To measure the actual performance of a fan, the user has to know the P-Q (pressure to volume) chart of the fan. Here we measure the amount of applied pressure restriction, measured in mmH2O (where 1 mm H2O is the equivalent of 9.81 Pascals - one Pascal is the pressure required to accelerate 1 kg of mass at a speed of 1 meters per second squared per square meter) required to give a specific volume flow (measured in cubic feet per minute or CFM). The more the flow is restricted, the less volume flow is generated and the higher the pressure of the fan is. Still, some of the computer users who actually know how to interpret a P-Q chart are frequently misconceived that a P-Q chart is depicted by a straight line, such as this:
This is the misconception about pressure to volume - reality is a non-linear response
Unfortunately, this could not be further from the truth. The shape of the curve varies between the maximum static pressure and maximum volume flow rating, depending on several dozens of factors, mainly having to do with the design of the blades and the torque (the pushing power) of the engine. As such, two near-identical fans can have completely different behavior, which can be muddied by the actual 'naming' of the fan as an added element of confusion.
For example, the following chart depicts the P-Q chart of two fans. The first fan has a higher static pressure rating than the second and they both have an equal maximum volume flow (on paper), yet the second fan is a better selection for use as a case fan as it performs better when there are few obstructions.
Fan 2 is preferred in low impedance scenarios (low mmH2O)
as it gives higher airflow (>60 CFM under 0.6 mmH2O)
Unfortunately, the calculation of the impedance (resistance to move air) the fan will face by a grill/cooler/radiator/filter can be very difficult to assess without specialized equipment. It can be measured but it depends on far too many variables, including several environmental figures, such as the temperature and the air density. Even if we did extract a specific graph for every single part, the actual graph would be different for every single user. Therefore, it is not practical to give a graph depicting the exact impedance that an item has. It is however possible to provide an usable estimate, which we will be doing so in our future cooler and radiator reviews. The impedance of different items that can restrict the airflow looks like this:
Where the impedance line intersects with the fan's performance curve, that's where the fan will operate.

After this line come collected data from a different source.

PR #1868, opened 2019-01-04
Make css-loader an optional dependency

jaredbeck:
I think that many people do not use css-loader, and those
people should not be forced to install it.

Disclaimer: I'm primarily a ruby programmer, so if there are
related changes outside of package.json that I am missing, sorry,
and thanks for your help.

### DIFF
--- a/package.json
+++ b/package.json
@@ -27,7 +27,6 @@
     "babel-plugin-macros": "^2.4.2",
     "case-sensitive-paths-webpack-plugin": "^2.1.2",
     "compression-webpack-plugin": "^2.0.0",
-    "css-loader": "^2.0.1",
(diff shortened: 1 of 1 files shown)


gauravtiwari:
Hi @jaredbeck I will look into making loaders more automatic in the future Webpacker release.

jaredbeck:
> I think that many people do not use css-loader, and those people should not be forced to install it.

I still think this, but ironically I now use `css-loader` in my rails project. 😆 "Life comes at you fast"

> Hi @jaredbeck I will look into making loaders more automatic in the future Webpacker release.

Thanks! I am curious to find out what "automatic" means! 😄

So a low impedance item generates 0.3 mm H2O of pressure and hits the fan curve at ~63 CFM in this case.
The green line depicts a high impedance item, such as a very dense liquid cooling radiator. The purple line is for a medium impedance item, such as a cooler. The black line is for a low impedance application, such as a case fan with a simple finger guard or a clean filter. For example, the medium impedance item in the graph above would have the fan moving about 32 CFM. There are no actual conditions under which the actual performance of a fan will go very near its maximum static pressure point nor will a fan will reach its maximum volume flow. This allows us to provide a usable estimate when testing coolers, radiators and similar devices. For example, a "very high impedance" radiator would lean towards the left side of the red area, while a "medium to low impendance" cooler would lean towards the right side of the green area.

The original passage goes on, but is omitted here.